++++ Information given
PR #33854, opened 2026-06-25
fix(config): error on missing {env:VAR} in config templates

### LINKED ISSUE #33853: Missing {env:VAR} in config silently resolves to empty string
A `{file:path}` that doesn't exist throws a clear config error, but a `{env:VAR}` for an unset variable silently resolves to `""`. When that empty value is an MCP server's auth (an `environment` entry or a remote `headers` entry), the server starts with an empty header and the failure shows up much later as `MCP error -32000: Connection closed`, with nothing pointing back at the unset variable.

**Steps to reproduce**
1. In `opencode.json`, add an MCP server whose auth uses `{env:SOME_TOKEN}` (e.g. a remote server with `"headers": { "Authorization": "Bearer {env:SOME_TOKEN}" }`, or a local one with `"environment": { "AUTH": "{env:SOME_TOKEN}" }`).
2. Run with `SOME_TOKEN` unset.
3. The server fails to connect; for a stdio server it's an opaque `-32000` with no mention of `SOME_TOKEN`.

**Expected:** a missing `{env:VAR}` is reported at config load (like a missing `{file:}`), naming the variable.

**Where:** `ConfigVariable.substitute()` in `packages/opencode/src/config/variable.ts` (current `dev`) — a missing env var falls through `(input.env?.[name] ?? process.env[name]) || ""` and becomes `""`.

**OpenCode version:** reproduced on 1.17.9; code path present on current `dev`.
**OS / Terminal:** macOS.

eilon-onyx:
### Issue for this PR

Closes #33853

### Type of change

- [x] Bug fix

### What does this PR do?

`ConfigVariable.substitute()` resolves `{file:path}` and `{env:VAR}` in config. A missing file already throws `ConfigInvalidError` under the default `error` mode, but a missing env var fell through `(input.env?.[name] ?? process.env[name]) || ""` and silently became `""`. That empty value is hard to trace when it's an MCP server's auth — the server starts with an empty header and only fails later with an opaque `-32000`.

This makes `{env:}` honor the same `missing` mode as `{file:}`: under `error` mode it throws `ConfigInvalidError` naming the missing variable(s); `empty` mode (tui.json) still resolves to `""`. The explicit `input.env` override is still honored, and a var set to `""` is treated as missing (matching the old `|| ""`).

Design note: this **throws** under `error` mode to mirror the existing `{file:}` behavior. The alternative is to **warn** and keep substituting `""`. Throwing is more consistent with `{file:}` and prevents the broken spawn, but it is a behavior change for anyone relying on a missing `{env:}` silently becoming `""` on the strict config path — happy to switch to warn-only if you prefer (one-branch change).

- Added `packages/opencode/test/config/variable.test.ts` covering: missing var throws and names the var(s) under `error`; missing var → `""` under `empty`; a set var resolves; the `input.env` override resolves; a wrapped MCP `environment` map with an unset var fails loudly; `{file:}` still throws (unchanged).
- `bun test test/config/` — green (188 pass / 0 fail). `bun run typecheck` clean.
- Ran `opencode mcp list` against a local MCP server that requires a bearer token and logs the header it receives: with the var set it connects and gets the real token; with it unset OpenCode now reports `missing environment variable: {env:...}` instead of a silent empty header + opaque `-32000`.

### Checklist

### DIFF
--- a/packages/opencode/src/config/variable.ts
+++ b/packages/opencode/src/config/variable.ts
@@ -33,15 +33,35 @@ function dir(input: ParseSource) {
 /** Apply {env:VAR} and {file:path} substitutions to config text. */
 export async function substitute(input: SubstituteInput) {
   const missing = input.missing ?? "error"
+  const configSource = source(input)
+
+  // {env:VAR} is handled like a missing {file:path}: empty under "empty" mode,
+  // but a hard error under "error" mode so an unset variable surfaces at config
+  // load instead of as an opaque downstream failure (e.g. an empty auth header
+  // spawning an MCP server that then exits with -32000).
+  const absent = new Set<string>()
   let text = input.text.replace(/\{env:([^}]+)\}/g, (_, varName) => {
-    return (input.env?.[varName] ?? process.env[varName]) || ""
+    const value = input.env?.[varName] ?? process.env[varName]
+    if (value === undefined || value === "") {
+      if (missing === "error") absent.add(varName)
+      return ""
+    }
+    return value
   })
+  if (absent.size) {
+    const names = Array.from(absent)
+    throw new InvalidError({
+      path: configSource,
+      message: `missing environment variable${names.length > 1 ? "s" : ""}: ${names
+        .map((name) => `{env:${name}}`)
+        .join(", ")}`,
+    })
+  }
 
   const fileMatches = Array.from(text.matchAll(/\{file:[^}]+\}/g))
   if (!fileMatches.length) return text
 
   const configDir = dir(input)
-  const configSource = source(input)
   let out = ""
   let cursor = 0
 
--- a/packages/opencode/test/config/variable.test.ts
+++ b/packages/opencode/test/config/variable.test.ts
@@ -1,0 +1,89 @@
+import { test, expect, describe } from "bun:test"
+import { ConfigVariable } from "@/config/variable"
+import { NamedError } from "@opencode-ai/core/util/error"
+
+const source = { type: "path", path: "/tmp/opencode.json" } as const
+
+async function rejection(text: string, extra?: Parameters<typeof ConfigVariable.substitute>[0]) {
+  try {
+    await ConfigVariable.substitute({ text, ...source, ...extra })
+  } catch (error) {
+    return error
+  }
+  throw new Error("expected substitute to reject, but it resolved")
+}
+
+describe("ConfigVariable.substitute {env:} missing handling", () => {
+  const MISSING = "OPENCODE_TEST_MISSING_VAR_XYZ"
+  const SET = "OPENCODE_TEST_SET_VAR_XYZ"
+
+  test("missing env var throws ConfigInvalidError naming the var in the default (error) mode", async () => {
+    delete process.env[MISSING]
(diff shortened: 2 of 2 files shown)


x93008:
Thanks for this fix — the MCP auth scenario is well covered and the "throw at config load" approach is the right call there (no fallback exists, so failing early is best).

However, there is a related scenario this PR does not cover, and the throw-first approach actually makes it worse: **provider `options.apiKey` with `{env:VAR}` + auth.json fallback**.

### The gap

A common pattern is to combine env-var-based config with credentials stored via `/connect` (auth.json) as a fallback:

```jsonc
{
  "provider": {
    "my-provider": {
      "options": {
        "baseURL": "https://api.example.com/v1",
        "apiKey": "{env:MY_API_KEY}"
      },
      "models": { "my-model": { "name": "My Model" } }
    }
  }
}
```

Intent: use `MY_API_KEY` if set; otherwise fall back to the key in `auth.json`.

The auth.json fallback exists at `packages/opencode/src/provider/provider.ts:1686`:

```typescript
if (options["apiKey"] === undefined && provider.key) options["apiKey"] = provider.key
```

But this guard uses `=== undefined`, while `{env:VAR}` substitution resolves an unset var to `""` (empty string). `"" === undefined` is `false`, so the fallback never fires today — opencode sends `apiKey: ""` to the SDK, which sends no `Authorization` header, resulting in `Failed to initialize provider. Check credentials and configuration.` (reported in #33853 comments).

### Why the throw-first approach makes it worse

With this PR as-is, when `MY_API_KEY` is unset and the user relies on auth.json fallback, opencode now fails at **config load** with `missing environment variable: {env:MY_API_KEY}` — before `provider.ts:1686` ever runs. The user cannot use `{env:}` + auth.json fallback at all; they must choose one source exclusively.

### Suggested fix (complementary to this PR)

Change `provider.ts:1686` from strict equality to a falsy check:

```diff
- if (options["apiKey"] === undefined && provider.key) options["apiKey"] = provider.key
+ if (!options["apiKey"] && provider.key) options["apiKey"] = provider.key
```

This treats `undefined`, `""`, and `null` uniformly as "no key configured", letting the auth.json fallback take effect.

### Design question for this PR

Given the provider apiKey + auth.json fallback case above, would it make sense to:

- **(a)** Keep the throw in `variable.ts` (this PR as-is) AND fix `provider.ts:1686` in a follow-up — but then `{env:}` + auth.json fallback still breaks because the throw fires before fallback logic runs.
- **(b)** Switch `variable.ts` to warn-only (keep returning `""`) AND fix `provider.ts:1686` — this preserves the fallback path. But MCP auth loses the loud failure (back to the original problem).
- **(c)** Make the throw opt-in per field (e.g., a `missing` hint on the provider option schema) — more complex but lets MCP auth throw while provider apiKey falls back.

Option (a) alone does not unblock the provider scenario. Option (b) regresses the MCP scenario unless `provider.ts:1686` is fixed in the same release. Option (c) is the most correct but heaviest.

Would love to hear thoughts on whether `provider.ts:1686` should be fixed in this PR or a separate one, and whether the throw should be gated to non-apiKey fields only.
++++++++
Using the records above, report how many lines include "Design", with no words around the number.

2